While the Orioles played the part of political globe-trotters last month, Erickson chafed at having his routine disrupted, something Miller suggests might still contribute to the pitcher's funk.

Erickson only wants innings. By last May he had pitched 39 1/3 and received five decisions. Entering Tuesday's start in Tampa Bay, Erickson has pitched 10 2/3 innings and owns two losses. It's likely he will end the month with fewer than 30 innings.

Erickson, who has eclipsed 220 innings the last three seasons including last year when he shouldered a league-high 251 1/3, recently approached Miller and pitching coach Bruce Kison about pitching on four days' rest regardless of days off. While Erickson believes it a means toward building himself up, his manager sees it as a disruption to the rest of the rotation.
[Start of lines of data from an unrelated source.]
PR #21, opened 2018-09-08
findClosestByRange returns an object, not an array

ASalvail:
Unless I am mistaken from the doc, `findClosestByRange()` returns an object, not an array of objects.

https://docs.screeps.com/api/#RoomPosition.findClosestByRange

### DIFF
--- a/screeps-game-api/src/constants.rs
+++ b/screeps-game-api/src/constants.rs
@@ -55,7 +55,7 @@ impl TryFrom<Value> for ReturnCode {
 }
 
 pub unsafe trait FindConstant {
-    type Item: TryFrom<Value, Error = <Reference as TryFrom<Value>>::Error>;
+    type Item: TryFrom<Value, Error = <Reference as TryFrom<Value>>::Error> + AsRef<Reference>;
 
     fn find_code(&self) -> i32;
 }
--- a/screeps-game-api/src/objects/impls/room_position.rs
+++ b/screeps-game-api/src/objects/impls/room_position.rs
@@ -54,11 +54,11 @@ impl RoomPosition {
             .expect("expected Flag.createFlag to return ReturnCode")
     }
 
-    pub fn find_closest_by_range<T>(&self, ty: T) -> Vec<T::Item>
+    pub fn find_closest_by_range<T>(&self, ty: T) -> T::Item
     where
         T: FindConstant,
     {
-        js_unwrap_array!(@{self.as_ref()}.findClosestByRange(
+        js_unwrap!(@{self.as_ref()}.findClosestByRange(
             __structure_type_num_to_str(@{ty.find_code()}
         )))
     }
--- a/screeps-game-api/src/objects/impls/room_position.rs
+++ b/screeps-game-api/src/objects/impls/room_position.rs
@@ -58,9 +58,9 @@ impl RoomPosition {
     where
         T: FindConstant,
     {
-        js!(@{self.as_ref()}.findClosestByRange(
-            __structure_type_num_to_str(@{ty.find_code()})
-            )).try_into().ok()
+        js_unwrap!(@{self.as_ref()}.findClosestByRange(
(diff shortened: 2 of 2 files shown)


daboross:
:+1: this is indeed a mistake.

While we're fixing it, though, I think it should return `Option<T::Item>` rather than `T::Item` since the method can fail and return `null`.

daboross:
One cool thing about `TryInto` is that it is already implemented for `Option<T>` ty es.

If you're alright with it, I'd rather we do use `js_unwrap!()`, even when the result is an `Option`, since that way a valid reference is translated to `Some(..)`, null or undefined is translated to `None`, and something unexpected like a string or an integer results in a panic. With `.try_into().ok()`, we incorrectly treat strings and integers as null references rather than panicking.

ASalvail:
This is what is the hardest still for me to grok: the From/Into magic.
You'll have to give me a hand for this one since:

```rust
    pub fn find_closest_by_range<T>(&self, ty: T) -> Option<T::Item>
    where
        T: FindConstant,
    {
        js_unwrap!(@{self.as_ref()}.findClosestByRange(
            __structure_type_num_to_str(@{ty.find_code()}))
        )
    }
```
results in 
```
error[E0277]: the trait bound `<T as constants::FindConstant>::Item: std::convert::AsRef<stdweb::Reference>` is not satisfied
  --> screeps-game-api\src\lib.rs:16:9
   |
16 |           ::stdweb::unstable::TryInto::try_into(js! { return $($code)* })
   |           ^^^^^^^^^^^^^^^^^^^^^^^^^^^^^^^^^^^^^ the trait `std::convert::AsRef<stdweb::Reference>` is not implemented for `<T as constants::FindConstant>::Item`
   |
  ::: screeps-game-api\src\objects\impls\room_position.rs:61:9
   |
61 | /         js_unwrap!(@{self.as_ref()}.findClosestByRange(
62 | |             __structure_type_num_to_str(@{ty.find_code()}))
63 | |         )
   | |_________- in this macro invocation
```

daboross:
Ohh, hm. I might have been assuming something untrue!

Let me look into this.

daboross:
I think the reason it's complaining about that is this implementation in `stweb`:

```rust
impl<T: TryFrom<Value, Error = ConversionError> + AsRef<Reference>> TryFrom<Value> for Option<T>
```

There are other implementations for Option wrapping primitive numbers and String, but this is the implementation we'd need to use to have it automatically unwrap our return values.

I had thought the generic implementation was for anything, but apparently it's only for things implementing `AsRef<Reference>`. I'm not 100% sure why they chose this, but I guess it's to limit automatic null checks to things which can be null.

Lucky for us, everything we want to return does implement `AsRef<Reference>`. The only problem is that this is a generic method, and the trait doesn't explicitly require the return type (`T::Item`) to be `AsRef<Reference>`.

On line 302 of constants.rs, `FindConstant` requires that the `Item` is `TryFrom<Value>`:

https://github.com/daboross/screeps-in-rust-via-wasm/blob/f43e2b5bf82c4305eb419f2f224f1a2045550f9d/screeps-game-api/src/constants.rs#L301-L305

Adding `+ AsRef<Reference>` to that requirement fixes the error:

```rust
pub unsafe trait FindConstant {
    type Item: TryFrom<Value, Error = <Reference as TryFrom<Value>>::Error> + AsRef<Reference>;

    fn find_code(&self) -> i32;
}
```

---

General From/Into magic is pretty magic, but it all boils down to trait implementations. I'm not sure I can understand all the interactions, but I've gotten at least a little good at tracking down what's causing errors.

If you want to make that change to `FindConstant`, you're welcome to do it. Otherwise I'll merge this as is and make the change to `FindConstant` and to using `js_unwrap!()` in a followup PR.

daboross:
No problem- it does take a while to get used to navigating all the little bits in Rust's type system.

"I'm sure it's bothering him a little bit having the extra day of rest," Miller said during last week's series in New York. "But when the team has every Monday off, the only way you can pitch Scotty any more frequently is to pitch him on three days' rest. The worst thing you can do is advance the rotation in April and then end up wondering what happened to your starters in September."

Meanwhile, Erickson simmers. "I made a suggestion. I guess it's not going very far with some people."

"What am I supposed to do, pitch other guys every seven days?" Miller asks rhetorically.

Behind Erickson, Ponson remains both an organizational treasure and a riddle. No less a figure than Jim Palmer has likened Ponson to himself as a second-year pitcher. At 20, Palmer won 15 games and became the youngest pitcher in history to pitch a World Series shutout during the Orioles' 1966 sweep of the Los Angeles Dodgers.

However, weight and conditioning concerns have temporarily sullied Miller's infatuation with the 22-year-old. Indeed, Miller has repeatedly suggested that Ponson would be better served working in long relief for a season. But an inability to trade for another starter coupled with a lingering hamstring injury to Scott Kamieniecki has eliminated that possibility.

The fifth rung in the Orioles' rotation belongs to Linton for now. Linton, whose career survived "Tommy John" elbow surgery and nearly a three-year absence from the major leagues, is considered a potentially valuable swingman but is not envisioned as a consistent starter.

Erickson understands his importance. After Jimmy Key, Kamieniecki and Mussina landed on the disabled list last May, Erickson constructed a 3-0 June while averaging 7 1/3 innings per outing. (He averaged 6 2/3 innings in April and just shy of 7 in May.) He now waits to put together a season. The Orioles can only hope his effectiveness outpaces his patience.